SS (MOM): You've pierced your ears, you're wearing a tube top and hot pants to school, you go to school looking like a cheap slut, and you stay out until two a.m. every morning and come home reeking of tobacco smoke.


SS (TEEN): Shows you how much you know. I haven't been to school in weeks.


SS (MOM): Your room is a swamp, your music is driving us nuts, you dress like a homeless person--


SS (TEEN): So what exactly are you going to do about it, huh? (STING)


GK: If your little girl is growing up too fast, why not consider foster placement in an Amish home in southern Minnesota where she'll be protected from bad influences?


(SLOW HORSE CLOPS, CREAK OF BUGGY)


Tim Russell: Yeah, it didn't take long for little Tiffany to fit in the Kochendorfer family.
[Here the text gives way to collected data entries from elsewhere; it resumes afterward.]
Issue #452, opened 2026-09-11
Using "Creation Rules" to create a note in relative path


hamidb80:
Hi,

I wanted my new notes to be named `temp` instead of `New Note`, and I also didn't want them to be created incrementally (e.g., `New Note 1`, `New Note 2`, etc.).

So I registered a new "Creation Rule" like this:

<img width="500" alt="Image" src="https://github.com/user-attachments/assets/60a8537b-127b-4645-bf40-08824414717b" />

But it fails to create the note in the local folder:

<img width="1000" alt="Image" src="https://github.com/user-attachments/assets/6fa50941-2441-4bfe-979a-9cb178372eea" />

```
CreateNewFile.ts:141 Uncaught Error: Could not create file. "./temp.md" is invalid and could not be made valid.
    at $3.resolveContext (CreateNewFile.ts:141:11)
    at $3.execute (CreateNewFile.ts:305:23)
    at _ (CommandPalette.svelte:370:11)
    at HTMLElement.g (ScrollingItemList.svelte:70:37)
```

----

* Tangent Notes v0.13.0-alpha
* OS: Windows 10

taylorhadden:
The parent folder field expects an exact folder at the moment. This use case is not currently supported.

PRs to fix that would be welcome!

PR #454, opened 2026-09-13
add relative path support for creation rule

hamidb80:
addresses https://github.com/suchnsuch/Tangent/issues/452


apps/tangent-electron/src/app/model/commands/CreateNewFile.ts
```diff
@@ -117,7 +117,21 @@ export default class CreateNewFileCommand extends WorkspaceCommand {
 			}
 
 			// Combining into a relative path allows rule name templates to define folders
-			relativePath = paths.join(folderPath || rule.folder, name + '.md')
+			let relativeDirPath = folderPath || rule.folder
+			if (relativeDirPath.startsWith('.')) {
+				const workspaceDir = this.workspace.viewState.directoryView.root.path
+				const viewState = this.workspace.viewState.tangent.getCurrentViewState()
+				const absoluteParentDir = viewState 
+								? (viewState.node.fileType == 'folder')
```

First, we gave her a nice brown woollen dress and a bonnet and then we changed her name to Modesty and then we taught her how to churn butter. Churning butter gives a youngster a chance to express hostility in a useful way. We Amish have been raising kids the same way for hundreds of years, and doggone it, it works. (CLUCKS TO HORSE) Horses and kids -- train em in right and they won't give you another problem as long as you live.


GK: Foster placement with an Amish family -- discuss it with your teenage daughter. Send for our brochure, "A Foreign Exchange Experience In the 18th Century".